REQUIRED ACTION. Exactly reproduce each line of the listing that follows.

+--

Issue #1528, opened 2026-06-28
Idle-session lifecycle UX: reap gracefully, resume seamlessly, surface calmly (umbrella)


Tagar:
> **Umbrella / tracking issue.** This started as a single fix ("stop reporting a clean idle shutdown as a crash") and has grown into the broader idle-session lifecycle UX — reap gracefully, resume seamlessly, and surface it calmly across the runner, harness, server, and UI. Pieces ship as focused PRs:
>
> - **✅ Done:** #1529 (§a quiet force-close + §d configurable window). Reaper robustness landed alongside: #1635, #1672, #1420, #1834.
> - **🔶 In flight:** #2897 (§b idle-exit sentinel + `runner_idle_paused` status + §c dim REPL note), #2698 (§b host-side benign-exit suppression), #2645 (§b server keeps idle disconnect from failing the session), #2031 (§b auto-respawn on next message).
> - **◻️ Still open:** calm rendering in the web Subagents panel (see #1589); optional config-file `runner.harness_idle_timeout_s` knob.

## Problem
When a session sits idle, two reapers fire: the **harness idle-reaper** (~30 min, `process_manager.py`) tears down the Claude-SDK subprocess, and the **runner idle timeout** (`runner.idle_timeout_s`, default 3600s) shuts the runner down. Both are *benign by design* — **no conversation state is lost**: the transcript lives server-side in `ConversationStore`, and `get_client` lazily re-spawns a fresh harness that rebuilds full history. But the user sees a cascade of red boxes — `Force-closing Claude SDK client … from a different event loop/task` → `Fatal error in message reader: Command failed with exit code -1` → `[runner] Runner disconnected unexpectedly` / `turn failed` / `runner process exited with code 0` + a scary `--- runner log tail ---`. **A clean idle shutdown is being reported as a crash** (and the same benign event reads as a red "failed" agent in the web Subagents panel — #1589).

## The fix (4 parts)
[...]

PR #1529, opened 2026-06-28
fix(runner): configurable harness idle window + quiet the expected force-close (part 1 of #1528)

Tagar:
Part 1 of #1528.

## Context
When a session sits idle, the harness idle-reaper (~30 min) closes the Claude-SDK client and the runner eventually idle-times-out. No conversation state is lost (it's server-side; the harness lazily re-spawns), but the teardown was logged as a `WARNING` ("Force-closing Claude SDK client … from a different event loop/task") and read like a crash. Investigation (#1528) showed the **force-close is actually correct/necessary** — the turn's task that ran `connect()` has already finished by close time, and anyio binds `disconnect()` to that task, so a graceful disconnect is impossible.

## What this PR does (the safe, self-contained part)
- **Configurable harness idle window** — `OMNIGENT_HARNESS_IDLE_TIMEOUT_S` tunes the reap window (`0` disables harness reaping), mirroring the runner-level `runner.idle_timeout_s`. An unparseable/negative value logs a warning and falls back to the 30-min default rather than failing the runner at boot. `HarnessProcessManager` resolves it when no explicit value is passed, so both construction sites pick it up.
- **Quiet the expected force-close** — downgrade the two "Force-closing Claude SDK client …" logs from `warning` → `debug`, worded to note it's expected on idle reap / shutdown.

## Tests
`tests/runtime/harnesses/test_process_manager_idle_config.py`: the env resolver (unset → default; value; `0`; invalid/negative → default) and the constructor wiring (env used when no explicit value; explicit value overrides env).

## What's intentionally NOT here (follow-up PR, #1528)
The user-visible part: the **host suppressing the runner `--- log tail ---` on a benign idle exit**, a calm `runner_idle_paused` status + dim REPL note instead of red error boxes, and **auto-respawn of the runner on the next message**. That touches the runner-relay hot path and ships with an integration test, so it's kept separate.

### DIFF
--- a/omnigent/inner/claude_sdk_executor.py
+++ b/omnigent/inner/claude_sdk_executor.py
@@ -1442,8 +1442,9 @@ class ClaudeSDKExecutor(Executor):
         same_loop = state.loop is None or current_loop is state.loop
         same_task = state.task is None or current_task is state.task
         if not (same_loop and same_task):
-            logger.warning(
-                "Force-closing Claude SDK client for session %s from a different event loop/task",
+            logger.debug(
+                "Force-closing Claude SDK client for session %s (different event loop/task; "
+                "expected once the connecting turn has finished, e.g. idle reap / shutdown)",
                 session_key,
             )
             await self._force_close_client(state.client)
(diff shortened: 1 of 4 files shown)


dhruv0811 (approved):
LGTM! Pushed some minor fixes, thanks for helping with this :)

+--

WRITTEN ANSWER.
Issue #1528, opened 2026-06-28
Idle-session lifecycle UX: reap gracefully, resume seamlessly, surface calmly (umbrella)


Tagar:
> **Umbrella / tracking issue.** This started as a single fix ("stop reporting a clean idle shutdown as a crash") and has grown into the broader idle-session lifecycle UX — reap gracefully, resume seamlessly, and surface it calmly across the runner, harness, server, and UI. Pieces ship as focused PRs:
>
> - **✅ Done:** #1529 (§a quiet force-close + §d configurable window). Reaper robustness landed alongside: #1635, #1672, #1420, #1834.
> - **🔶 In flight:** #2897 (§b idle-exit sentinel + `runner_idle_paused` status + §c dim REPL note), #2698 (§b host-side benign-exit suppression), #2645 (§b server keeps idle disconnect from failing the session), #2031 (§b auto-respawn on next message).
> - **◻️ Still open:** calm rendering in the web Subagents panel (see #1589); optional config-file `runner.harness_idle_timeout_s` knob.

## Problem
When a session sits idle, two reapers fire: the **harness idle-reaper** (~30 min, `process_manager.py`) tears down the Claude-SDK subprocess, and the **runner idle timeout** (`runner.idle_timeout_s`, default 3600s) shuts the runner down. Both are *benign by design* — **no conversation state is lost**: the transcript lives server-side in `ConversationStore`, and `get_client` lazily re-spawns a fresh harness that rebuilds full history. But the user sees a cascade of red boxes — `Force-closing Claude SDK client … from a different event loop/task` → `Fatal error in message reader: Command failed with exit code -1` → `[runner] Runner disconnected unexpectedly` / `turn failed` / `runner process exited with code 0` + a scary `--- runner log tail ---`. **A clean idle shutdown is being reported as a crash** (and the same benign event reads as a red "failed" agent in the web Subagents panel — #1589).

## The fix (4 parts)
[...]

PR #1529, opened 2026-06-28
fix(runner): configurable harness idle window + quiet the expected force-close (part 1 of #1528)

Tagar:
Part 1 of #1528.

## Context
When a session sits idle, the harness idle-reaper (~30 min) closes the Claude-SDK client and the runner eventually idle-times-out. No conversation state is lost (it's server-side; the harness lazily re-spawns), but the teardown was logged as a `WARNING` ("Force-closing Claude SDK client … from a different event loop/task") and read like a crash. Investigation (#1528) showed the **force-close is actually correct/necessary** — the turn's task that ran `connect()` has already finished by close time, and anyio binds `disconnect()` to that task, so a graceful disconnect is impossible.

## What this PR does (the safe, self-contained part)
- **Configurable harness idle window** — `OMNIGENT_HARNESS_IDLE_TIMEOUT_S` tunes the reap window (`0` disables harness reaping), mirroring the runner-level `runner.idle_timeout_s`. An unparseable/negative value logs a warning and falls back to the 30-min default rather than failing the runner at boot. `HarnessProcessManager` resolves it when no explicit value is passed, so both construction sites pick it up.
- **Quiet the expected force-close** — downgrade the two "Force-closing Claude SDK client …" logs from `warning` → `debug`, worded to note it's expected on idle reap / shutdown.

## Tests
`tests/runtime/harnesses/test_process_manager_idle_config.py`: the env resolver (unset → default; value; `0`; invalid/negative → default) and the constructor wiring (env used when no explicit value; explicit value overrides env).

## What's intentionally NOT here (follow-up PR, #1528)
The user-visible part: the **host suppressing the runner `--- log tail ---` on a benign idle exit**, a calm `runner_idle_paused` status + dim REPL note instead of red error boxes, and **auto-respawn of the runner on the next message**. That touches the runner-relay hot path and ships with an integration test, so it's kept separate.

### DIFF
--- a/omnigent/inner/claude_sdk_executor.py
+++ b/omnigent/inner/claude_sdk_executor.py
@@ -1442,8 +1442,9 @@ class ClaudeSDKExecutor(Executor):
         same_loop = state.loop is None or current_loop is state.loop
         same_task = state.task is None or current_task is state.task
         if not (same_loop and same_task):
-            logger.warning(
-                "Force-closing Claude SDK client for session %s from a different event loop/task",
+            logger.debug(
+                "Force-closing Claude SDK client for session %s (different event loop/task; "
+                "expected once the connecting turn has finished, e.g. idle reap / shutdown)",
                 session_key,
             )
             await self._force_close_client(state.client)
(diff shortened: 1 of 4 files shown)


dhruv0811 (approved):
LGTM! Pushed some minor fixes, thanks for helping with this :)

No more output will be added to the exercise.